[Dataset entries]
------------

PR #912, opened 2025-03-09
Implements out-of-tree loading support

vulder:
Patches initializations methods to consider out-of-tree repositories when loading projects/experiments/reports/plots or tables.

Through the new config option 'external_source_repositories', users can provide a list of external sources for loading projects/etc.

### DIFF
--- a/varats-core/varats/utils/external_source_handling.py
+++ b/varats-core/varats/utils/external_source_handling.py
@@ -1,0 +1,57 @@
+"""
+Module for handling external varats sources.
+
+This module provides loading facilities for loading custom user
+projects/experiments/etc. into the varats ecosystem.
+"""
+
+import importlib
+import logging
+import pkgutil
+import sys
+import typing as tp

------------

The lines you need are those containing "projects"; find them in the records and copy them.

[Output for this exercise]:
Patches initializations methods to consider out-of-tree repositories when loading projects/experiments/reports/plots or tables.
Through the new config option 'external_source_repositories', users can provide a list of external sources for loading projects/etc.
+projects/experiments/etc. into the varats ecosystem.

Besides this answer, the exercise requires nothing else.